Buyer's Guide to this Vaucluse Neighbourhood
Robert Terley is born and bred Eastern Suburbs and has been servicing the area for six years.
Popular spot for the Jewish community
There’s still a very strong ethnicity here, there’s a lot of Jewish people that live within this area, because you are still within walking distance to the Synagogue, so it’s a popular one for Jewish people to buy and live, whether it be houses, semis or units, they are all the flavour.
Very attractive lifestyle
This part of the world has got virtually anything and everything, as far as lifestyle goes, you’re within walking distance to get to water, whether you go to the cliff side and you walk up towards the cliffs or whether you go down towards the harbour, it’s all within, call it a twenty minute walk of where you are in that spot, so you get to water which, especially the harbour, it’s the focus of what Sydney’s all about.
You’ve also got golf courses, you’ve got the Royal, you’ve got the Woollahra Golf Club, you’ve got Rose Bay tennis clubs, you’ve got literally anything and everything you want, now you’ve got Coles and Woolworths, so you’ve got shopping and there’s some cute boutiques in Rose Bay as well that you can shop at, and instead of it being daggy and old - it’s hip and cool.
Investment has cooled
It’s still an area that people will look to buy an investment, it seems to be generally cooling however and we could theorise about big brother as to why it’s been cooled, but the banks are making it a lot harder on the investment side, so hence there’s not as much in the way of investments but they are still investing.

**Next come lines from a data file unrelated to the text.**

PR #906, opened 2022-04-18
Workaround for XXE injection vulnerability

cbravo135:
Dependabot alerted us of a vulnerability without a released fix yet:  https://github.com/JeffersonLab/hps-java/security/dependabot/3
This is the recommended workaround, we don't have to put this in because I guess we would take it out as soon as a fix is released. No idea of timeline for a jdom release with this fixed.


cbravo135:
Oops, I thought this only had one commit in it. Gonna remake this.

PR #907, opened 2022-04-18
Workaround for XXE vulnerability

cbravo135:
Dependabot alerted us of a vulnerability without a released fix yet: https://github.com/JeffersonLab/hps-java/security/dependabot/3
This is the recommended workaround, we don't have to put this in because I guess we would take it out as soon as a fix is released. No idea of timeline for a jdom release with this fixed.

### DIFF
--- a/conditions/src/main/java/org/hps/conditions/svt/SvtConfiguration.java
+++ b/conditions/src/main/java/org/hps/conditions/svt/SvtConfiguration.java
@@ -42,6 +42,8 @@ public final class SvtConfiguration extends BaseConditionsObject {
         final byte[] bytes = this.getFieldValue("content");
         final InputStream inputStream = new ByteArrayInputStream(bytes);
         final SAXBuilder builder = new SAXBuilder();
+        builder.setExpandEntities(false);
+
         builder.setValidation(false);
         return builder.build(inputStream);
     }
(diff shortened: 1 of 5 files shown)


baltzell:
Exactly what dependency is pulling this security issue in?  Do we need that dependency?

cbravo135:
@baltzell  As is explained in the dependabot alert linked above, JDOM. I am fairly certain we need this to parse all the xml file resources.

cbravo135:
You can see exactly where we instantiate SAXBuilder in this PR, it is exactly the line before the one I added to the files changed in this PR.

cbravo135:
Here is a link to more info on this vulnerability: https://github.com/advisories/GHSA-2363-cqg2-863c

JeremyMcCormick:
Cam, did you check that everything works properly after changing this?

We should double check that LCDD generates usable and correct output for SLIC and that the compact.xml is loaded correctly for recon.

If that's verified I don't see any issue with this update, especially since it would be easy to revert if we find later that it breaks something.

cbravo135:
I didn't test anything, just put in the suggested workaround. I will try to find some time to test this at some point if no one else has time until I can get to it.

cbravo135:
I just checked that the LCDD generated via org.hps.detector.DetectorConverter is identical before and after this change.

cbravo135:
Recon is able to load xml, doesn't crash. Both checks @JeremyMcCormick asked for have been done.

JeremyMcCormick (approved):
This looks reasonable to me.

tongtongcao (approved):
It makes sense for me to protect parser from XXE.

PR #908, opened 2022-04-19
Alignment updates

pbutti:


pbutti:
This PR modifies only files related to alignment and monitoring, with no impact on reconstruction chain. 
- I've added the support to pass the Energy from calorimeter clusters as momentum constraint, so the constraint can now be applied to all tracks and not only to FEEs.
- I've added the support to form a combined trajectory to align and at the same time reconstruct particle vertices <not tested and not used yet>. This implementation doesn't break anything as it is not used.
- I've made minor modifications to the monitoring plots for alignment.

cbravo135 (approved):
Thank you PF for making some nice additions to the alignment monitoring.

recon/src/main/java/org/hps/recon/vertexing/MultipleEventsVertexingDriver.java
```diff
@@ -105,12 +105,13 @@ protected void process(EventHeader event) {
                 //accumulatedTracks.add(track);
                 accumulatedBTracks.add(new BilliorTrack(track));
                 
-                if (track.getTrackStates().get(0).getTanLambda() > 0) {
+                //Avoid tracks too close to the beamline to have a more reliable result on z from single volumes
+                if (track.getTrackStates().get(0).getTanLambda() > 0.035) {
```
cbravo135, line 109: In general, I think these configuration parameters should be put into a steering file and not hard coded. Hard coding selections should be avoided in general.

bloodyyugo (approved):
This seems fine

recon/src/main/java/org/hps/recon/vertexing/MultipleEventsVertexingDriver.java
pbutti: Yeah. But this code is only for monitoring.

pbutti:
I have another iteration with the configurable selections. We should develop a trackSelector tool to keep those selections in a single place. At the moment they are copied everywhere multiple times.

Less appealing to buy fixer-uppers
Because the building industry has gone through a morph, today builders are asking seven and a half thousand, per square meter, a massive increase on where it used to be, and consequently people have been doing a lot renovation but we’re finding that there’s big morph now for people saying we want everything renovated and built and done before we buy, because they know that the costs and complexities involved and that's putting a lot of people off.
That having been said others are sitting on homes, and saying well we don’t want to live the way we are living, it’s too expensive to move, the next step up is to bridge the gap, so therefore we’ll renovate or we’ll build, so there is a lot of renovating going on for pre-existing owners but people that are buying are generally trying to buy something that's done.